# Work to complete:
This exercise calls for a copy of every line in the listing below that carries the word "Devin".

# Input data:
PR #11582, opened 2026-07-30
fix(orchestration): stop fencing fresh-run callers and accept revoked coordinator after takeover

### LINKED ISSUE #11572: [Bug]: Devin CLI agents running inside Orca cannot reliably send or receive cross-terminal orchestration messages
### Operating system

macOS

### Orca version

1.4.162

## Summary

Devin CLI agents running inside Orca cannot reliably send or receive cross-terminal orchestration messages. A worker Devin terminal that completes an Orca-dispatched task cannot deliver `worker_done` to its coordinator Devin terminal, and some Devin terminals fall into `legacy_read_only` mode so they cannot apply any orchestration effects at all.

Plain terminal inspection (`terminal list`, `terminal show`, `terminal read`) works, but Devin processes seem to lose their Orca process identity after a retain/restart, so `orca orchestration send` and `task-list` are rejected.

## Environment

- **Orca app version:** 1.4.162
- **Devin CLI version:** 3000.3.22
- **Platform:** macOS
- **Orca runtime:** reachable, `ready`
- **Agent type in affected terminals:** Devin CLI

## Capability matrix

| Operation | Works? | Notes |
|-----------|--------|-------|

# Result for this task:
### LINKED ISSUE #11572: [Bug]: Devin CLI agents running inside Orca cannot reliably send or receive cross-terminal orchestration messages
Devin CLI agents running inside Orca cannot reliably send or receive cross-terminal orchestration messages. A worker Devin terminal that completes an Orca-dispatched task cannot deliver `worker_done` to its coordinator Devin terminal, and some Devin terminals fall into `legacy_read_only` mode so they cannot apply any orchestration effects at all.
Plain terminal inspection (`terminal list`, `terminal show`, `terminal read`) works, but Devin processes seem to lose their Orca process identity after a retain/restart, so `orca orchestration send` and `task-list` are rejected.
- **Devin CLI version:** 3000.3.22
- **Agent type in affected terminals:** Devin CLI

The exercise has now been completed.